The horrors of socialized medicine became startlingly clear last week when a newborn infant died in a UK hospital after his mother was forced to give birth to him in the waiting room.
The BBC is reporting that when Sara Proud of Beaumont Leys went into labor on May 13, she and her partner, Steven Yorke, went to Leicester Royal Infirmary where they were told to wait in a side room with other expectant parents. Less than two hours later, Proud began to give birth while Yorke desperately tried to find help.
“Sarah was screaming ‘The baby’s coming! The baby’s coming! The baby’s here!'” Yorke said. “She is bent over a chair with five strange people in the room that didn’t know us and we didn’t know them and the midwives were trying to rush them out. There was blood and everything going everywhere because there’s no bed or nothing.”
Two midwives came to assist Ms. Proud, but Kyle was born with the umbilical cord wrapped around his neck, a common complication that is usually successfully handled in the delivery room. But Ms. Proud wasn’t in a delivery room and by the time the baby was rushed off for emergency care, they were unable to revive him.

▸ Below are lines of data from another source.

PR #94, opened 2018-11-12
Fix clipdel cutting timestamps from file cache

Gravemind:
The actual bug I encountered was that clipdel apparently re-ordered the clipmenu entries (seen when writing [my own clipmenu-del](https://github.com/Gravemind/dotfiles/blob/master/bin/clipmenu-del)).

Looking into it, I found clipdel `cut`ed the timestamp column from the line cache file!

So, I tried to fix this, and keep the pattern retro-compatible:
- still using the pattern in `sed`
- not using `sed -E`
- not break `clipdel -d '^exact_match$'` (the pattern is matched only against the text, without the timestamp).

Turns out sed is quite powerful, I discovered more [sed commands](https://www.gnu.org/software/sed/manual/html_node/Other-Commands.html#Other-Commands) that did the trick. But **there could be a better solution I didn't see**.

sed command `h` and `g` seems standard (at least [non-gnu compatible](http://netbsd.gw.com/cgi-bin/man-cgi?sed++NetBSD-current)), but **I did not actually test it with a non-gnu sed** (on bsd ?). 

Also, I thought of using `sed -i` instead of for+mktemp, but I know there might be compatibility issues with non-gnu-sed, so I dropped it...

### DIFF
--- a/clipdel
+++ b/clipdel
@@ -47,6 +47,10 @@ fi
 raw_pattern=$1
 esc_pattern=${raw_pattern//\#/'\#'}
 
+# We use 2 separate sed commands so "esc_pattern" matches only the 'clip' text
+# without the timestamp (e.g. $> clipdel '^delete_exact_match$')
+sed_common_command="s#^[0-9]\+ ##;\\#${esc_pattern}#"
+
 if ! [[ $raw_pattern ]]; then
     printf '%s\n' 'No pattern provided, see --help' >&2
     exit 2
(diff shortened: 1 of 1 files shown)


Gravemind:
> doing `LC_ALL=C sed "\\#^[0-9]\+ ${esc_pattern}#d"` do?

I thought of that, but then `clipdel -d '^exact_match$'` wouldn't work anymore (breaks the regexp: `^[0-9]+ ^exact_match$`...).

Gravemind:
(Not sure if you were talking about that, but I just re-pushed without a last minute mistake I made in the regex: `[0-9]+` instead of `[0-9]\+` in `s#^[0-9]\+ ##;\\#${esc_pattern}#`)

cdown:
Hmm, you're right. Let me think a bit about this and get back to you.

cdown:
Sorry, forgot all about this. Clearly I thought too much, so merged. Thanks for your contribution, sorry for the delay.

Meanwhile, the traumatized mother was left to deliver the placenta in the waiting room and only realized her baby had died when her partner told her what had happened.
“It’s numbing,” Yorke told Sky News. “We’re not sleeping well, we’re not eating well. The slightest thing and we’ll cry. Sara’s not left the house at all. It’s affected the children in a big way. What can you say? They’ve let us down. I actually believe they neglected us – they didn’t give us the care we deserve and that’s purely it.”
The hospital is admitting that mistakes were made and the two midwives who assisted Proud also expressed regret.
Jane Porter, head of midwifery at Leicester’s Hospitals said: “We are sorry and sad about the tragic death of Ms Proud’s son.It’s clear that we should have seen Sara sooner, what’s not clear is whether her baby died during or some time before the birth and only the post mortem will be able to answer that.”
Until the post-mortem is concluded, the family will have to wait before it can be determined if the baby’s death was caused by the hospital’s failure to provide proper care.